Cori is actually partitioned in two: Cori Phase I contains nodes with Intel Xeon CPUs with the Haswell microarchitecture, and Cori Phase II contains Intel Xeon Phi nodes. In this assignment, we will only be using Cori Phase I. Be sure you use the flag '-C haswell' on any jobs that you run. The job files included with the starter code do this automatically.

Theoretical Peak

Our benchmark harness reports numbers as a percentage of theoretical peak. Here, we show you how we calculate the theoretical peak of Cori's Haswell processors. If you'd like to run the assignment on your own processor, you should follow this process to arrive at the theoretical peak of your own machine, and then replace the MAX_SPEED constant in benchmark.c with the theoretical peak of your machine. Be sure to change it back if you run your code on Cori again.

One Core

One core has a clock rate of 2.3 GHz, so it can issue 2.3 billion instructions per second. Cori's processors also have a 256-bit vector width, meaning each instruction can operate on 8 32-bit data elements at a time. Furthermore, the Haswell microarchitecture includes a fused multiply-add (FMA) instruction, which means 2 floating point operations can be performed in a single instruction. So, the theoretical peak of Cori's Haswell nodes is:

2.3 GHz * 4-element (256-bit) vector * 2 vector pipelines * 2 ops in an FMA = 36.8 GFlops/s

Optimizing

Now, it's time to optimize! A few optimizations you might consider adding:

Perform blocking. The dgemm-blocked.c already gets you started with this, although you'll need to tune block sizes.
Write a register-blocked kernel, either by writing an inner-level fixed-size matrix multiply and hoping (and maybe checking) that the compiler inlines it, writing AVX intrinsics, or even writing inline assembly instructions.
Add manual prefetching.

You may, of course, proceed however you wish. We recommend you look through the lecture notes as reference material to guide your optimization process, as well as the references at the bottom of this write-up.

Available Compilers

You will probably want to try your code with different compilers to see if you can get a performance boost for free. The default compiler on Cori is Intel's compiler. GNU, Cray, and LLVM compilers are also available. We recommend you use the Intel or GNU compilers.

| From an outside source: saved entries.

PR #269, opened 2018-01-24
153170774 palvelun käytön analysointi

K1ll3rF0x:
# Added
* Google Analytics trackers for OTE and CKAN indexes.

### DIFF
--- a/ote/config.edn
+++ b/ote/config.edn
@@ -14,4 +14,5 @@
  :nap {:api "http://localhost:8080/api/"
        :export-base-url "http://localhost:8080"}
 
- :log {:level :debug}}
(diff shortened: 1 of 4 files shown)


ote/config.edn
```diff
@@ -14,4 +14,5 @@
  :nap {:api "http://localhost:8080/api/"
        :export-base-url "http://localhost:8080"}
 
- :log {:level :debug}}
+ :log {:level :debug}
+ :ga {:tracking-code "UA-113014221-1"}}
```
rckopteri: I thought that we agreed not to use google, but https://matomo.org/ :)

For more information on compilers available on Cori, see the NERSC docs.

Grading

We will grade your assignment by reviewing your assignment write-up, looking at the optimization methods you attempted, and benchmarking your code's performance.

Benchmarking

To benchmark your code, we will compile it with the Intel and GNU compilers, run the binaries, and take the best performance result. If you wish to be graded using a different compiler, you must contact the TAs directly. We'll allow it, but will have to grade your assignment separately.

Submission Details

Your submission should be a gzipped tar archive, formatted (for Team 4) like: team04_hw1.tgz. It should contain:
- dgemm-blocked.c, a C-language source file containing your implementation of the routine: void square_dgemm(int, double*, double*, double*);
- described in pseudocode above. We provide an example dgemm-blocked.c, below.
- Makefile, only if you modified it. If you modified it, make sure it still correctly builds the provided benchmark.c, which we will use to grade your submission.
- (e.g. for Team 4) team04_hw1.pdf, your write-up.
- Please do use these formats and naming conventions. Not following these instructions leads to more busy work for the GSI's, which makes the GSI's sad...
This link tells you how to use tar to make a .tgz file.
Submit your .tgz through bCourses.
Your write-up should contain:
- the names of the people in your group (and each member's contribution),
- the optimizations used or attempted,
- the results of those optimizations,
- the reason for any odd behavior (e.g., dips) in performance, and
- how the performance changed when running your optimized code on a different machine.
For the last requirement, you may run your implementation on another NERSC machine, on your laptop, cellphone, toaster, etc.
Please carefully read the notes for implementation details. Stay tuned to Piazza (signup) for updates and clarifications, as well as discussion.
If you are new to optimizing numerical codes, we recommend reading the papers in the references section.

Notes:

Your grade will mostly depend on two factors:
- performance sustained by your codes on the Cori supercomputer,
- explanations of the performance features you observed (including what didn't work)
There are other formulations of matmul (e.g., Strassen) that are mathematically equivalent, but perform asymptotically fewer computations - we will not grade submissions that do fewer computations than the two n cubed algorithm. This is actually an optional part of HW1.
Your code must use double-precision to represent real numbers. A common reference for double-precision matrix multiplication is the dgemm (double-precision general matrix-matrix multiply) routine in the level-3 BLAS. We will compare your implementation with the tuned dgemm implementation in the vendor-provided BLAS library - on Cori's Haswell partition (Cray XC40), we will compare with the Cray LibSci implementation of dgemm. Note that dgemm has a more general interface than square_dgemm - an optional part of HW1 encourages you to explore this richer tuning space.
You may use any compiler available. We recommend starting with the GNU C compiler (gcc). If you use a compiler other than gcc, you may have to change the provided Makefile, which uses gcc-specific flags. Note that the default compilers, every time you open a new terminal, are Intel - you will have to type "module swap PrgEnv-intel PrgEnv-gnu" to switch to, eg, GNU compilers. You can type "module list" to see which compiler wrapper you have loaded.
Besides compiler intrinsic functions and built-ins, your code (dgemm-blocked.c) must only call into the C standard library.
You may not use compiler flags that automatically detect dgemm kernels and replace them with BLAS calls, i.e. Intel's -matmul flag.
You should try to use your compiler's automatic vectorizer before manually vectorizing.
- GNU C provides many extensions, which include intrinsics for vector (SIMD) instructions and data alignment. (Other compilers may have different interfaces.)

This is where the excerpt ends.